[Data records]
+ + + + +

PR #480, opened 2026-08-26
Fix self-referential comment wording

chrisdhaan:
## Summary

Comment referenced "where a per-connection counter caused" without saying what it was contrasted against — leftover from an earlier hygiene pass that stripped self-referential "fixes the issue" framing but left the sentence dangling. Rewrote to state the invariant directly. Matches the equivalent fix on the private GHE mirror.

## Test plan

- [x] `npm run build && npm test && npm run lint && npm run format:check`


chrisdhaan:
Folding this fix into the staging PR instead of keeping it standalone.

Issue #463, opened 2026-08-19
Verify Copilot SDK extension's sessionId matches the CLI hook's session_id


chrisdhaan:
Follow-up from the review of PR #437's Copilot SDK adapter + `assistant.usage` extension work.

The extension (`copilot-sdk-extension/extension.mjs`) keys its token buffer filename on `CopilotSession.sessionId` (from `joinSession()`), while tool-call events arrive separately via the CLI's `PreToolUse`/`PostToolUse` hooks carrying their own `session_id` field (see `src/platforms/copilot-sdk-adapter.ts`, `src/hooks/collector-script.ts`). Nothing in GitHub's public docs states these two identifiers are guaranteed to be the same value for a given session.

If they ever diverge, token-usage lines would land in a `buffer-<id>.jsonl` distinct from the one tool-call events use, and per the health-flag gap in a companion issue, that failure would currently be completely silent — cost just never attaches to the session, with no error anywhere.

**Suggested fix:** empirically confirm (via a live Copilot CLI session with both the hooks and the extension installed) that `session.sessionId` from `joinSession()` and the hook payload's `session_id` are identical for the same session. If confirmed, add a one-line note to that effect in `docs/ADAPTERS.md`'s Copilot SDK section. If they can diverge, that's a real bug needing a fix (e.g. reconciling the two id spaces) rather than just a doc note.

Files likely involved: `copilot-sdk-extension/extension.mjs`, `src/hooks/copilot-sdk-usage-mapper.ts`, `src/platforms/copilot-sdk-adapter.ts`, `docs/ADAPTERS.md`.

PR #483, opened 2026-08-27
Fix Copilot connection to New Relic

### LINKED ISSUE #538: Copilot (and other unscoped) sessions drained via --local can silently never reach New Relic, or arrive misattributed
## Problem

Sessions from platforms that don't run a dedicated owning `--stdio` engine — e.g. a Copilot chat with no per-session engine process — get drained by `--local`'s unscoped drain path (`LocalStore`/`LocalSessionAggregator`). That path has three separate correctness bugs that together mean this kind of session's activity can silently never reach New Relic, or arrives there misattributed:

1. **`--local` never sends to NR even when credentials are configured.** `--local` mode unconditionally forces `NR_AI_MODE=local` at startup (`src/index.ts`), so `NrIngestManager` is never constructed at all in this mode — regardless of whether `mode: "both"`/`"cloud"` and valid credentials are present in config. Any session only visible via `--local`'s drain is captured locally (visible in the dashboard) but never forwarded to New Relic.

2. **Drained sessions are misattributed to the wrong `session_id`.** `NrIngestManager` unconditionally overwrites every `AiToolCall`/`AiMcpToolCall` event's `session_id` (and the corresponding `ai.tool.*` metric dimension) with the ingesting process's own `sessionTraceId`, discarding the record's real `sessionId`. A session drained by `--local` (or by a proxy client's own connection) becomes unqueryable under its own ID in NR — its data exists, but filed under the draining process's synthetic session instead.

3. **Every hook-based tool call is tagged `platform: "claude-code"` regardless of actual origin.** `normalizeToolCall()` is implemented by every platform adapter (Copilot, Cursor, Windsurf, etc.) but is never actually invoked from the hook-write pipeline (`src/hooks/collector-script.ts`) — only from the generic-MCP self-report path. So hook-sourced events from any non-Claude-Code platform still get labeled as Claude Code data once they reach NR.

## Impact

For any org running Copilot (or another hooked platform) through `--local` without a dedicated owning engine per session, that activity can be invisible in New Relic entirely, or visible but mislabeled as a different session/platform than it actually is — with no error surfaced anywhere.

## Suggested fix

- Only force `NR_AI_MODE=local` as a fallback when cloud credentials are genuinely absent from config, not unconditionally, and start the harvest scheduler whenever real credentials are present.
- Prefer a `ToolCallRecord`'s own `sessionId` over the ingesting process's `sessionTraceId` when building `AiToolCall`/proxy events and `ai.tool.*` metrics; fall back to `sessionTraceId` only when the record has no `sessionId` of its own.
- Stamp the true originating platform at hook-write time in `collector-script.ts` (using that invocation's own environment, e.g. `MCP_CLIENT`), and thread it through every `ToolCallRecord` construction site in `event-processor.ts` instead of leaving it defaulted to Claude Code.

Files likely involved: `src/index.ts`, `src/transport/nr-ingest.ts`, `src/hooks/collector-script.ts`, `src/hooks/event-processor.ts`, `src/storage/types.ts`.

jcountsNR:
Closes #538

**Summary**

- --local dashboard mode unconditionally forced NR_AI_MODE=local at startup, so NrIngestManager was never constructed — any session captured only through the dashboard's unscoped drain (e.g. a Copilot chat with no dedicated owning --stdio engine) was visible locally but silently never sent to New Relic, even with valid mode: "both" + real credentials configured. Now it only forces local mode as a fallback when credentials are genuinely absent, and starts the harvest scheduler when they're present. Safe from duplicate sends — LocalStore.drainAllBuffers() already skips any buffer with a live owning heartbeat (hasLiveOwner()).
- Every AiToolCall/AiMcpToolCall event and ai.tool.* metric had its session_id unconditionally overwritten with the ingesting process's own sessionTraceId, discarding the record's real sessionId. This meant a session drained by --local (or a proxy client's own connection) became unqueryable under its own ID — its data existed in NR, just filed under the dashboard's synthetic local-<timestamp> session. Now prefers the record's own sessionId, falling back to sessionTraceId only when absent.
- Every hook-based tool call (Claude Code, Copilot, Cursor, etc.) was always tagged platform: 'claude-code' regardless of true origin — normalizeToolCall() is implemented by every platform adapter but was never actually invoked from the hook pipeline (only from the generic-mcp self-report path). Fixed by stamping the true platform at hook-write time in collector-script.ts (using that invocation's own environment, e.g. MCP_CLIENT), then threading it through every ToolCallRecord construction site in event-processor.ts.

**Files changed:** src/index.ts, src/transport/nr-ingest.ts, src/hooks/collector-script.ts, src/hooks/event-processor.ts, src/storage/types.ts, src/transport/nr-ingest.test.ts

**Known follow-up (not fixed here):** a long-lived Copilot CLI / VS Code Copilot Chat host still pins its MCP engine to whichever session existed at startup and never adopts later chats (pre-existing, documented in local-session-aggregator.ts). This PR makes those orphaned sessions actually reach NR, correctly attributed — it doesn't fix why they're orphaned in the first place.

**Test plan**

-  npm run build && npm test — 5821 passed, 3 skipped (pre-existing exclusions), no failures
-  npm run lint — 0 errors/warnings
-  npm run format:check — clean
-  Updated two existing tests in nr-ingest.test.ts that asserted the old (buggy) unconditional-sessionTraceId behavior; added one new test for the intentional fallback case
-  Verified live end-to-end against a real New Relic account: injected a synthetic Copilot-shaped hook event through --local and confirmed via NRQL it now arrives with platform: "copilot-sdk" and the correct real session_id (previously: never arrived at all)
-  User confirmed real Copilot activity now shows up correctly in New Relic


adjohn (commented):
Reviewed and runtime-tested this at head 2c29f88 (built dist, full suite, plus targeted collector/server experiments). Overall: two of the three fixes verify cleanly, one has a regression worth fixing before merge.

## What checks out

**`--local` cloud ingest.** `loadConfigOrDie` throws rather than exiting, so the new try/catch is live, and the fallback regex matches the real messages in `src/config.ts`. `isProvisional` is always false for `--local`, so the ingest manager is actually constructed and the new `nrIngest?.start()` is not a no-op. Runtime-verified both paths with a sandboxed HOME: no credentials falls back cleanly to local dashboard mode; with credentials present and `mode: both` it logs "Harvest scheduler started" and makes a genuine send attempt (403 on a 14-metric batch against a deliberately invalid key). The no-duplicate-sends claim also holds — `drainAllBuffers` skips buffers with a live owner heartbeat.

**session_id preference.** Correct, and the updated tests cover both directions. Full suite: 5862 passed, 3 skipped, 0 failed; lint clean. One non-blocking caveat for dashboard consumers: `AiToolCall`/`AiMcpToolCall` and `ai.tool.*` metrics now key to the record's real sessionId while session-level events (`AiCodingTask`, `AiContextSnapshot`) still key to the ingesting process's sessionTraceId. A `--local` drain therefore produces tool events under real session ids with no matching session-level rows. Strictly better than before, but NRQL joins should be aware.

## Regression: Claude Code hooks get tagged `generic-mcp`

The platform stamping in `collector-script.ts` works for the Copilot case (verified: with `MCP_CLIENT=copilot-sdk` the buffer record gets `platform: "copilot-sdk"`, and the base build provably writes no platform field). But I ran the built collector under a genuine Claude Code hook environment and the record comes out as `platform: "generic-mcp"`.

Cause: `ClaudeCodeAdapter.isSupported()` checks `CLAUDE_CODE` / `CLAUDE_CODE_VERSION` / `MCP_CLIENT=claude-code`, but Claude Code's actual hook environment sets `CLAUDECODE=1`, `CLAUDE_CODE_SESSION_ID`, and `CLAUDE_CODE_ENTRYPOINT` — none of the checked vars. `GenericMcpAdapter.isSupported()` returns true unconditionally, so the catch-all wins detection. Before this PR the field was absent and `nr-ingest.ts` defaulted it to `claude-code`, which was correct. After this PR, every Claude Code hook event is mis-attributed as `generic-mcp` in NR.

There's also a hot-path cost: the platforms import adds ~40ms per hook invocation (~50-60ms base vs ~90ms at PR head, five-run comparison), and hooks fire pre+post per tool call on every platform.

## Suggested change

`CopilotSdkAdapter` detection is explicit-env only (`MCP_CLIENT` / `NEW_RELIC_AI_PLATFORM`), so the registry buys nothing here over reading those vars directly. Replacing the registry call with:

```ts
const explicit = process.env.MCP_CLIENT ?? process.env.NEW_RELIC_AI_PLATFORM;
if (explicit) event.platform = explicit;
```

keeps the verified Copilot fix, removes the import cost, and leaves Claude Code hooks on the correct downstream default. If ambient detection is wanted later, `ClaudeCodeAdapter.isSupported()` should first learn the real env vars (`CLAUDECODE` / `CLAUDE_CODE_SESSION_ID` / `CLAUDE_CODE_ENTRYPOINT`).

chrisdhaan:
## Contributor PR triage

**Sense check:** passes — real bugs, in scope for the project. Minor nit: this PR's branch is named `main` on the fork rather than a feature branch per `CONTRIBUTING.md`'s convention (cosmetic, not a blocker).

**Tracked issue:** none existed for this specific set of fixes — opened #538 to track it (checked #463 first, which is a related but different Copilot session-id bug).

**Build/test/lint:** all clean — `npm run build` succeeded, `npm test` → 5862 passed / 3 skipped / 0 failed, `npm run lint` → 0 errors/warnings. (Branch was based on `v1.17.0`; verified against `main` after merging it in.)

**Review findings:**
- All three described fixes are real and correctly implemented — traced each against the actual functions changed (`toolCallToNrEvent`, `NrIngestManager.ingestToolCall`, `loadConfigOrDie`'s thrown error strings, `PlatformRegistry.getActive()`).
- `nit`: the `proxyToolCallToNrEvent` call site's `sessionTraceId: record.sessionId ?? this.sessionTraceId` is redundant — that function already prefers `record.sessionId` internally. Harmless.
- `suggestion`: `dashboardEnabled` (`src/index.ts`) is `config.mode === 'local' || config.mode === 'both'`. With this fix, launching with `--local` while `mode: 'cloud'` is explicitly configured now correctly sends to New Relic, but silently starts **no dashboard server** — `--local` no longer unconditionally guarantees the dashboard it used to force. Worth handling explicitly.
- Tests: the two modified assertions match the corrected behavior (not weakened), and a genuine new fallback-case test was added.
- No `src/shared/` edits.

**Version + CHANGELOG:** missing — will need a patch bump and a `Fixed` entry once merged.

🤖 Generated with [Claude Code](https://claude.ai/code)

chrisdhaan:
Confirmed and fixed — thanks for the runtime testing, this was a real one. Pushed `ac3eb50`: `collector-script.ts` now reads `MCP_CLIENT`/`NEW_RELIC_AI_PLATFORM` directly instead of going through `PlatformRegistry`, so it no longer depends on `ClaudeCodeAdapter.isSupported()` matching the real hook env (it doesn't — filed #539 for that separately, since it affects other ambient-detection call sites too). This also drops the registry-import cost you measured. Added tests in `collector-script.test.ts` covering both the explicit-platform and no-override cases.

Full suite (6032 passed) and lint clean after the change. Left your session-level-event caveat (`AiCodingTask`/`AiContextSnapshot` still keying to `sessionTraceId`) as a documented note rather than fixing here, to keep this PR scoped — happy to open a follow-up issue for it if you'd like.

chrisdhaan (approved):

PR #498, opened 2026-08-27
Fix #496: Fail closed on licenseKey without explicit mode; default local

### LINKED ISSUE #496: Config-level `mode` default is 'cloud', conflicting with the project's local-first positioning
## Problem
The README leads with "Local First — Offline by default" and "sends your data nowhere by default," and the setup wizard defaults to local mode. But the config loader's fallback is `'cloud'`: `src/config.ts:607` resolves `mode` to `(env) ?? (file.mode) ?? 'cloud'`.

#359 fixed one consequence (the `install --mode` help-text default not being enforced), but the loader-level default remains: any path that produces a config with `licenseKey`/`accountId` but no explicit `mode` — a hand-written `config.json`, CI/scripted setups, older configs predating the `mode` key — silently exports telemetry to New Relic. That's the opposite of the documented product default, and it's the kind of surprise PRIVACY.md's pre-cloud checklist exists to prevent.

## Proposed fix
Either flip the loader default to `'local'` (breaking for configs that relied on implicit cloud — worth a `configVersion` bump note), or require an explicit `mode` whenever a license key is present (fail closed with a clear doctor/startup message). Add a `preflight doctor` line surfacing the resolved mode and where it came from.

adjohn:
Fixes #496.

## Summary

- The config loader resolved `mode` as `env ?? file ?? 'cloud'`, so any config carrying a `licenseKey` but no explicit `mode` silently exported telemetry — the opposite of the README's "Local First — Offline by default" positioning.
- Resolution is now: explicit `NR_AI_MODE` → explicit file `mode` → **fail closed** if a licenseKey is present without either (startup error naming the exact fix) → `'local'` otherwise. Credential-less configs now run local instead of erroring for a missing licenseKey.
- **Breaking, deliberately loud:** configs with credentials but no `mode` key now error at startup with a self-describing message (`set "mode": "cloud" … or remove the credentials`) instead of silently exporting. The silent alternative — flipping the default — would have silently stopped existing implicit-cloud deployments' telemetry; an explicit error seemed safer in both directions.
- The setup wizard's `buildConfig()` always writes an explicit `mode` key now; it was the one writer producing exactly these ambiguous configs (`...(inputs.mode ? { mode } : {})`).
- `preflight doctor` gains a `Telemetry mode` check reporting the resolved mode and its source (`env NR_AI_MODE` / `config file` / `default (local)`). It calls the real `loadMcpConfig` so it cannot drift from the loader, and it surfaces the fail-closed error as a normal `fail` diagnostic instead of a stack trace.
- `example.config.js` default-mode comments updated. README/ADVANCED already described local-first and needed no change.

+ + + + +

(WHAT NEEDS TO BE DONE): For the lines above, output exactly those from the line containing "npm test &&" through the line containing "Follow-up from the", and skip the others.

(WRITTEN RESPONSE):
- [x] `npm run build && npm test && npm run lint && npm run format:check`


chrisdhaan:
Folding this fix into the staging PR instead of keeping it standalone.

Issue #463, opened 2026-08-19
Verify Copilot SDK extension's sessionId matches the CLI hook's session_id


chrisdhaan:
Follow-up from the review of PR #437's Copilot SDK adapter + `assistant.usage` extension work.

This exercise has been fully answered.